# Gute Bikeläden Frankfurt/Hanau umgebung!



## steviebifio (21. Mai 2004)

Hallo

Habe vor mir ein Bike zu kaufen. Da ich finanziell leider nicht auf Rosen gebettet bin und auch nicht vorhabe durch hartes Gelände, landmienen etc. zu heizen wollte ich nich mehr als 600-650 euro ausgeben. Einige Leute sagten mir ich solle mich doch nach Händlern umschauen die Auslaufmodelle anbieten oder gut erhaltene gebrauchte da ich dadurch für das Geld mehr Qualität rausholen könnte.

Ich entdeckte diese Seite hier und das wunderbar Forum mit dem bereich Frankfurt umd Umgebung ( ich komme aus Hanau ). So dacht ich mir post ich mal hier rein, hier werden mir sicherlich ein paar helfen können.

Kennt ihr läden die Auslaufmodelle oder aber gute Gebrauchte im lager führen? Sollte hier in der umgebung sein Frankfurt oder Hanau etc. !
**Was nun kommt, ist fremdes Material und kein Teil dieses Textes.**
PR #584, opened 2025-07-21
fix: crash when build attributes are nullable

Shahroz16:
closes: https://linear.app/customerio/issue/MBL-984/android-sdk-running-into-anr-during-initialization-cont-gh-470

This supports a case, where `nullable` inbuilt device attributes are sent by Device.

Wer echt dankbar wenn sich jemand meldet.

Grüsse Stevie


----------



## Google (21. Mai 2004)

Eigentlich müßtest Du nach meiner Erfahrung bis Herbst/Winter warten...Ich hab im November ein Bike beim Bikemax in Frankfurt gekauft, reduziert von 1250 auf 850. Das war im November. Die brauchen dann wieder Platz für die Skisaison (Bikemax ist ja auch Skimax). Das Neue in der darauf folgenden Saison hat dann schon wieder 1350 gekostet. Jetzt, zu dieser Zeit, wo sie alle fahrn und kaufen wollen glaub ich nicht, daß Du an ein reduziertes Bike kommst. Vielleicht kannst Du mit Hilfe eines "Kenners" bei Ebay was Gebrauchtes kriegen oder geh doch im IBC mal in den Flohmarkt unter Suche und setz selbst ein Gesuch rein.


----------



## MTB-News.de




----------



## THEYO (22. Mai 2004)

gebrauchste bikes verkauft in frankfurt meines wissens nach kein shop, weil sich niemand darauf einlassen will, garanite für gebrauchte teile zu übernehmen....

mfg
yo


----------



## ghostlector (22. Mai 2004)

servus 
Die haden gebrauchte Bikes!!!! Wellmann bei Darmstadt 

www.Wellmannbikes.de


----------



## andy1 (22. Mai 2004)

ghostlector schrieb:
			
		

> servus
> Die haden gebrauchte Bikes!!!! Wellmann bei Darmstadt
> 
> www.Wellmannbikes.de


nur die hadden habben wadden  

Gude!

also dä wellmann hadd bestimmt nur hochwäddige gebrauchde Räders für die man woannerscht ein mittelGUDEs Neues bekommt.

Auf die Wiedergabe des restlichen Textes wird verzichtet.